-- Extracted information follows --

PR #3996, opened 2026-08-27
feat(multidb): identify members by stable id

ndyakov:
Members are addressed by an immutable, never-reused **stable id** instead of a
slice position, stored in a `map[int]*db` keyed by that id.

- `RemoveDatabase` is a map delete: survivors are never renumbered and the
  active member's id never shifts, so an operator handle and a queued callback
  stay valid across it. No reindex loop, no active-position adjustment.
- The active database is tracked by id (`-1` = none); a non-negative active is
  always a live key (removing the active is refused).
- Failover callbacks (`OnFailover`, `OnActiveDatabaseChanged`,
  `OnCircuitStateChanged`) carry stable ids — a concurrent `RemoveDatabase` can
  never make a delivered handle name a different member.
- Strategy candidates (`MultiDBDatabaseState`) are sorted by id, so selection is
  deterministic despite map iteration order.

## API (unreleased — renamed for clarity, no positional "index")
- `ActiveIndex` → `ActiveDatabaseID`
- `SetActiveIndex` → `SetActiveDatabase`
- `ForceActiveIndex` → `ForceActiveDatabase`
- `MultiDBDatabaseState.Index` → `.ID`
- `AddDatabase` returns the id; `RemoveDatabase` / `SetWeight` /
  `AddDatabaseHook` take it; an unknown id yields the new `ErrDatabaseNotFound`.

## Notes
- **Supersedes** the earlier slice + id↔position-translation approach and its
  int32-narrowing fix (commit `f3791731`): narrowing is structurally impossible
  with an int-keyed map, so that resolved thread's SHA is no longer on the
  branch.
- Stacked on #3950 (`feature/multidb/client`).

Tests: stable id survives removal; failover callback carries a stable id;
strategy sees ids (exact candidate set); a large/out-of-range id resolves to no
member; full multidb suite green with `-race`.

---

> [!NOTE]
> **High Risk**
> This is a breaking API rename plus a core change to how active membership and removal interact with failover; incorrect id handling could mis-route traffic or deliver stale handles in callbacks.
> 
> **Overview**
> **MultiDB members are now addressed by immutable stable ids** instead of slice positions. Membership lives in a `map[int]*multidbDatabase` with monotonic, never-reused ids from `AddDatabase`; removing a non-active member is a map delete with no reindexing and no adjustment of the active handle.
> 
> The **control and callback surface is renamed and re-typed** for ids: `ActiveDatabaseID`, `SetActiveDatabase`, `ForceActiveDatabase`, `MultiDBDatabaseState.ID`, and failover callbacks (`OnFailover`, `OnActiveDatabaseChanged`, `OnCircuitStateChanged`) all use stable member ids. Unknown ids return **`ErrDatabaseNotFound`** instead of out-of-range index errors.
> 
> **Failover and fallback selection** pass sorted candidate lists (by id) so map iteration order and equal-weight ties do not change behavior. Tests cover id stability across removal, callback handles, strategy input, and large/out-of-range ids.
> 
> <sup>Reviewed by [Cursor Bugbot](https://cursor.com/bugbot) for commit b87a7b448c2d630b9c266ba975f359d150807072. Bugbot is set up for automated code reviews on this repo. Configure [here](https://www.cursor.com/dashboard/bugbot).</sup>

### DIFF
--- a/multidb_core.go
+++ b/multidb_core.go
@@ -5,6 +5,7 @@ import (
 	"errors"
 	"fmt"
 	"math"
+	"sort"
 	"sync"
 	"sync/atomic"
 	"time"
@@ -31,11 +32,11 @@ type multidbDatabase struct {
 	cb     *imultidb.CircuitBreaker
 	weight float64 // guarded by core.dbMu
 	fqdn   string
-	// idx is the database's current position in core.dbs, maintained under
-	// core.dbMu on every membership change. Callbacks read it lock-free to
-	// avoid recursive dbMu read-locking (which can deadlock with a queued
-	// writer).
-	idx atomic.Int32
+	// id is the database's stable identifier and its key in core.dbs. Assigned
+	// once at membership time (before the initial probe), immutable, and never
+	// reused, so callbacks and the public API can name a member with an int
+	// that a RemoveDatabase never invalidates or renumbers. Read lock-free.
+	id int
 
 	checks []MultiDBHealthCheck
 	policy MultiDBHealthCheckPolicy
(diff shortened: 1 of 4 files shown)


multidb_core.go
```diff
@@ -543,7 +560,15 @@ func (c *multidbCore) resetDetectorSafely() {
 	c.detector.Reset()
 }
 
-func (c *multidbCore) activeIndex() int { return int(c.active.Load()) }
+// activeIndex returns the stable id of the active database, or -1 when none is
+// selected.
+func (c *multidbCore) activeIndex() int {
```
vlady-kotsev: Here we can have naming reflecting the new behaviour but for consistency and not breaking the public API we can leave it as it is.

vlady-kotsev (approved):

multidb_core.go
ndyakov: resolved, the whole api will use `ID` not `Index`

vlady-kotsev (approved):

-- Extracted information concluded --

Retype the records above, but only those lines that fall between the line containing "renumbered and the" and the line containing "stay valid across", with both of those lines included, exactly as written.

- `RemoveDatabase` is a map delete: survivors are never renumbered and the
  active member's id never shifts, so an operator handle and a queued callback
  stay valid across it. No reindex loop, no active-position adjustment.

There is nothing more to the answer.